[Input records — start]

PR #2305, opened 2022-11-21
(PA-4749) Add solaris-10-sparc

cthorn42:
Also fix the solaris-10-x86_64 output dir, was pointing at puppet6. Added back in some logic to the pl-ruby-patch for the older version of ruby that is on solaris-10.

### DIFF
--- a/configs/components/pl-ruby-patch.rb
+++ b/configs/components/pl-ruby-patch.rb
@@ -26,21 +26,23 @@ component "pl-ruby-patch" do |pkg, settings, platform|
                 end
 
     # weird architecture naming conventions...
-    target_triple = if platform.architecture =~ /ppc64el|ppc64le/
-                      "powerpc64le-linux"
-                    elsif platform.name == 'solaris-11-sparc'
-                      "sparc-solaris-2.11"
-                    elsif platform.is_macos?
-                      "aarch64-darwin"
-                    else
-                      "#{platform.architecture}-linux"
-                    end
+    unless platform.name =~ /solaris-10/
+      target_triple = if platform.architecture =~ /ppc64el|ppc64le/
+                        "powerpc64le-linux"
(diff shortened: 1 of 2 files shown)


configs/components/pl-ruby-patch.rb
```diff
@@ -26,21 +26,23 @@
...
-    target_triple = if platform.architecture =~ /ppc64el|ppc64le/
-                      "powerpc64le-linux"
-                    elsif platform.name == 'solaris-11-sparc'
-                      "sparc-solaris-2.11"
-                    elsif platform.is_macos?
-                      "aarch64-darwin"
-                    else
-                      "#{platform.architecture}-linux"
-                    end
+    unless platform.name =~ /solaris-10/
```
tvpartytonight, line 29: `solaris-10-i386` will now be caught in this `unless`, is that intentional?

cthorn42: Sorry, this was copied over from 6.x and I didn't include the comment above it:
# solaris 10 uses ruby 2.0 which doesn't install native extensions based on architecture
This might also be the cause of the testing issue we're seeing on solaris-10-x86_64 where we attempt to validated the vendored ruby: https://jenkins-platform.delivery.puppetlabs.net/view/puppet-agent/view/Acceptance%20Suites/view/main/view/Suite/job/platform_puppet-agent_puppet-agent-integration-suite_daily-main/901/RMM_COMPONENT_TO_TEST_NAME=puppet_agent,SLAVE_LABEL=k8s-beaker,TEST_TARGET=solaris10-64a/testReport/(root)/tests/validate_vendored_ruby_rb/

cthorn42: So I think we need this change to also affect solaris-10-i386|x86_64 for the above issue.

tvpartytonight (approved):

PR #2306, opened 2022-11-28
(PA-4751) Add Solaris 10 (SPARC) to build_defaults for nightlies

AriaXLi:


joshcooper (approved):
:+1: looks like it matches the last passing build: https://builds.delivery.puppetlabs.net/puppet-agent/aad1d59df063ddf85b7a432460ce1652a5ab4347/repos/solaris/10/puppet7/

PR #2307, opened 2022-11-28
Manual 6.x mergeup

mhashizume:
Accepting the minor spelling differences in the Solaris 10 SPARC platform definition so this doesn't come up again.


joshcooper (approved):
Changes look good, but since we recently created the 7.x branch, could you target this for 7.x? Might be good to also do a manual mergeup from 7.x to main until we get the pipelines sorted out?

PR #2313, opened 2022-12-12
(PA-4814) Bump version string and puppet collections/streams for puppet 8

AriaXLi:


AriaXLi:
I ran vanagon-generic-builder for puppet-agent with the plat.output_dir command removed and the directory for each platform used the default (puppet8) defined in ext/build_defaults.yaml. 

See here: http://builds.delivery.puppetlabs.net/puppet-agent/fad95d90535d20db763b27c39464d361cb8604a4/artifacts/?C=M&O=A

joshcooper (approved):

PR #2318, opened 2023-01-12
(maint) Update the puppet-agent project file to use the 7.x branch

cthorn42:
The puppet-agent vanagon build needs to know the name of the branch in order to download the puppet and pxp-agent runtimes.

### DIFF
--- a/configs/projects/puppet-agent.rb
+++ b/configs/projects/puppet-agent.rb
@@ -6,7 +6,7 @@ project "puppet-agent" do |proj|
   # - Settings included in this file should apply only to local components in this repository.
   runtime_details = JSON.parse(File.read('configs/components/puppet-runtime.json'))
   pxp_agent_details = JSON.parse(File.read('configs/components/pxp-agent.json'))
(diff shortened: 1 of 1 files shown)


cthorn42:
Currently 7.x branch is failing CI because it is attempting to download this runtime:
```
https://builds.delivery.puppetlabs.net/puppet-runtime/202301102/artifacts/agent-runtime-main-202301102.aix-7.1-ppc.settings.yaml.sha1
```
note the 'main' in there, that is the problem because we are now creating the 7.x runtime that this branch should be consuming.

joshcooper:
Ah nice catch! Yeah that makes sense. pxp-agent-vanagon does the same (since it inherits settings from the puppet-runtime): 

https://github.com/puppetlabs/pxp-agent-vanagon/blob/1ae651cb50674ca459be4e43523e886c26d021a7/configs/projects/pxp-agent.rb#L18

One thing, it looks like there's an extra merge commit in there, might need to do:

```
git reset --hard 9a69f5809
git push -f <your remote>
```

PR #2320, opened 2023-01-16
(PA-4080) Remove old packaging obsoletes and provides

tvpartytonight:
This change removes old cruft about packages that the puppet-agent would remove on installation of new versions.

### DIFF
--- a/configs/components/puppet.rb
+++ b/configs/components/puppet.rb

[Input records — finish]

-- Task requirements --
Please write out, exactly as they appear, only the lines from the one holding "I ran vanagon-generic-builder" through the end of the data.

-- Result of the exercise --
I ran vanagon-generic-builder for puppet-agent with the plat.output_dir command removed and the directory for each platform used the default (puppet8) defined in ext/build_defaults.yaml. 

See here: http://builds.delivery.puppetlabs.net/puppet-agent/fad95d90535d20db763b27c39464d361cb8604a4/artifacts/?C=M&O=A

joshcooper (approved):

PR #2318, opened 2023-01-12
(maint) Update the puppet-agent project file to use the 7.x branch

cthorn42:
The puppet-agent vanagon build needs to know the name of the branch in order to download the puppet and pxp-agent runtimes.

### DIFF
--- a/configs/projects/puppet-agent.rb
+++ b/configs/projects/puppet-agent.rb
@@ -6,7 +6,7 @@ project "puppet-agent" do |proj|
   # - Settings included in this file should apply only to local components in this repository.
   runtime_details = JSON.parse(File.read('configs/components/puppet-runtime.json'))
   pxp_agent_details = JSON.parse(File.read('configs/components/pxp-agent.json'))
(diff shortened: 1 of 1 files shown)


cthorn42:
Currently 7.x branch is failing CI because it is attempting to download this runtime:
```
https://builds.delivery.puppetlabs.net/puppet-runtime/202301102/artifacts/agent-runtime-main-202301102.aix-7.1-ppc.settings.yaml.sha1
```
note the 'main' in there, that is the problem because we are now creating the 7.x runtime that this branch should be consuming.

joshcooper:
Ah nice catch! Yeah that makes sense. pxp-agent-vanagon does the same (since it inherits settings from the puppet-runtime): 

https://github.com/puppetlabs/pxp-agent-vanagon/blob/1ae651cb50674ca459be4e43523e886c26d021a7/configs/projects/pxp-agent.rb#L18

One thing, it looks like there's an extra merge commit in there, might need to do:

```
git reset --hard 9a69f5809
git push -f <your remote>
```

PR #2320, opened 2023-01-16
(PA-4080) Remove old packaging obsoletes and provides

tvpartytonight:
This change removes old cruft about packages that the puppet-agent would remove on installation of new versions.

### DIFF
--- a/configs/components/puppet.rb
+++ b/configs/components/puppet.rb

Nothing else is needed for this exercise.